_DATA EXCERPTS:_
PR #1008, opened 2023-04-18
Adds a new token mapper: TokensMappedModules

iwahbe:
This allows a user with a known list of desired modules to specify the map and let the mapper drive the process. This is the common case when applying the mapper to existing provider with an existing set of mappings between TF and Pulumi modules.

The major use case is moving larger existing providers onto auto-mapping.

### DIFF
--- a/pkg/tfbridge/x/tokens.go
+++ b/pkg/tfbridge/x/tokens.go
@@ -58,7 +58,9 @@ func TokensSingleModule(
 }
 
 func tokensKnownModules[T b.ResourceInfo | b.DataSourceInfo](
-	prefix, defaultModule string, modules []string, new func(string, string) (*T, error),
+	prefix, defaultModule string, modules []string,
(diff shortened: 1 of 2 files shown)


pkg/tfbridge/x/tokens.go
```diff
@@ -98,15 +100,61 @@ func TokensKnownModules(
...
+	sort.Sort(sort.Reverse(sort.StringSlice(mods)))
+
+	transform := func(tf string) string {
+		s, ok := modules[tf]
+		if !ok && tf == defaultModule {
+			// We pass through the default module as is, so it might not be in
+			// `modules`. We need to catch that and return as is.
+			return tf
+		}
+		assert := "Because any mod selected must be from mods, it is garenteed to be in modules, got %#v"
```
t0yv0, line 136: `guaranteed`

t0yv0 (approved):
Looks simple 🚀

_TASK STATEMENT:_ Output the records above exactly, from their first line through the line that contains "This allows a", and add nothing.

_SOLVED PROBLEM:_
PR #1008, opened 2023-04-18
Adds a new token mapper: TokensMappedModules

iwahbe:
This allows a user with a known list of desired modules to specify the map and let the mapper drive the process. This is the common case when applying the mapper to existing provider with an existing set of mappings between TF and Pulumi modules.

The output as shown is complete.